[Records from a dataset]
PR #232, opened 2019-11-22
Update the guide for adding a JIRA prefix in the test cases for other languages

HyukjinKwon:
Screen Shot 2019-11-22 at 12 31 14 PM

I was a bit hesitant about adding an actual example to the guideline as it looks a bit overwhelming  .. but I think ideally we should have such examples more in this page in the future.

Also, I was a bit wondering if this is a code style guide or pull request guide. I think it's kind of in between ..

It's discussed at http://apache-spark-developers-list.1001551.n3.nabble.com/Adding-JIRA-ID-as-the-prefix-for-the-test-case-name-td28289.html

### DIFF
--- a/contributing.md
+++ b/contributing.md
@@ -305,11 +305,32 @@ Example: `Fix typos in Foo scaladoc`
 1. Consider whether documentation or tests need to be added or updated as part of the change, 
 and add them as needed.
       1. When you add tests, make sure the tests are self-descriptive.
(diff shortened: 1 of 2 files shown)


HyukjinKwon:
cc @steveloughran and @shivaram

steveloughran:
LGTM.

dongjoon-hyun (approved):
+1, LGTM. Thanks, @HyukjinKwon !

HyukjinKwon:
Merged, thanks guys.

PR #249, opened 2020-01-17
Update ml-features.html

DataWanderer:
Potential Enhancement

### DIFF
--- a/site/docs/2.4.4/ml-features.html
+++ b/site/docs/2.4.4/ml-features.html
@@ -4205,6 +4205,7 @@ for more details on the API.</p>
 
     <div class="highlight"><pre><span></span><span class="k">import</span> <span class="nn">org.apache.spark.ml.feature.ChiSqSelector</span>
 <span class="k">import</span> <span class="nn">org.apache.spark.ml.linalg.Vectors</span>
+<span class="k">import</span> <span class="nn">spark.implicits._</span>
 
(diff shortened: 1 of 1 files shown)


srowen:
You're editing the generated documentation from a previous release. We can't do that, but you can edit the docs that will generate these files in a future release. Those are in the spark repo though.
However, this doesn't explain anything about why you are changing this. Please read https://spark.apache.org/contributing.html

DataWanderer:
@srowen  The documentation is out of sync with your example code, I am just enhancing it.

srowen:
Yes, but, if so, this is not how you do it. You need to go to github.com/apache/spark/docs/...

DataWanderer:
@srowen  Why would one update the doc, when the issue in your website https://spark.apache.org/docs/latest/ml-features , also of most recent release 2.4.4

srowen:
Because the released docs are fixed, just like the bits of the release. Unless it's a big problem that makes them unusable, we fix doc problems like we fix bugs and make releases of docs and bugs.
You still haven't even described the issue, though!

DataWanderer:
These dont qualify as bugs, but wasps. Fixing wasps shouldnt need releases !

DataWanderer:
@srowen  so you are saying this is not a wasp in your repository?

srowen:
I answered you above. This is not the place to make the change.

PR #75, opened 2022-05-01
remove temporary delegate routine, and add as an icq callback

joe-bowman:
- remove temporary endblocker to settle outstanding delegations
- add interchainquery callback for settling outstanding delegations


zanicar (approved):
LGTM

About this exercise | Could you write out all of the entries precisely as they stand?

The completed task |
PR #232, opened 2019-11-22
Update the guide for adding a JIRA prefix in the test cases for other languages

HyukjinKwon:
Screen Shot 2019-11-22 at 12 31 14 PM

I was a bit hesitant about adding an actual example to the guideline as it looks a bit overwhelming  .. but I think ideally we should have such examples more in this page in the future.

Also, I was a bit wondering if this is a code style guide or pull request guide. I think it's kind of in between ..

It's discussed at http://apache-spark-developers-list.1001551.n3.nabble.com/Adding-JIRA-ID-as-the-prefix-for-the-test-case-name-td28289.html

### DIFF
--- a/contributing.md
+++ b/contributing.md
@@ -305,11 +305,32 @@ Example: `Fix typos in Foo scaladoc`
 1. Consider whether documentation or tests need to be added or updated as part of the change, 
 and add them as needed.
       1. When you add tests, make sure the tests are self-descriptive.
(diff shortened: 1 of 2 files shown)


HyukjinKwon:
cc @steveloughran and @shivaram

steveloughran:
LGTM.

dongjoon-hyun (approved):
+1, LGTM. Thanks, @HyukjinKwon !

HyukjinKwon:
Merged, thanks guys.

PR #249, opened 2020-01-17
Update ml-features.html

DataWanderer:
Potential Enhancement

### DIFF
--- a/site/docs/2.4.4/ml-features.html
+++ b/site/docs/2.4.4/ml-features.html
@@ -4205,6 +4205,7 @@ for more details on the API.</p>
 
     <div class="highlight"><pre><span></span><span class="k">import</span> <span class="nn">org.apache.spark.ml.feature.ChiSqSelector</span>
 <span class="k">import</span> <span class="nn">org.apache.spark.ml.linalg.Vectors</span>
+<span class="k">import</span> <span class="nn">spark.implicits._</span>
 
(diff shortened: 1 of 1 files shown)


srowen:
You're editing the generated documentation from a previous release. We can't do that, but you can edit the docs that will generate these files in a future release. Those are in the spark repo though.
However, this doesn't explain anything about why you are changing this. Please read https://spark.apache.org/contributing.html

DataWanderer:
@srowen  The documentation is out of sync with your example code, I am just enhancing it.

srowen:
Yes, but, if so, this is not how you do it. You need to go to github.com/apache/spark/docs/...

DataWanderer:
@srowen  Why would one update the doc, when the issue in your website https://spark.apache.org/docs/latest/ml-features , also of most recent release 2.4.4

srowen:
Because the released docs are fixed, just like the bits of the release. Unless it's a big problem that makes them unusable, we fix doc problems like we fix bugs and make releases of docs and bugs.
You still haven't even described the issue, though!

DataWanderer:
These dont qualify as bugs, but wasps. Fixing wasps shouldnt need releases !

DataWanderer:
@srowen  so you are saying this is not a wasp in your repository?

srowen:
I answered you above. This is not the place to make the change.

PR #75, opened 2022-05-01
remove temporary delegate routine, and add as an icq callback

joe-bowman:
- remove temporary endblocker to settle outstanding delegations
- add interchainquery callback for settling outstanding delegations


zanicar (approved):
LGTM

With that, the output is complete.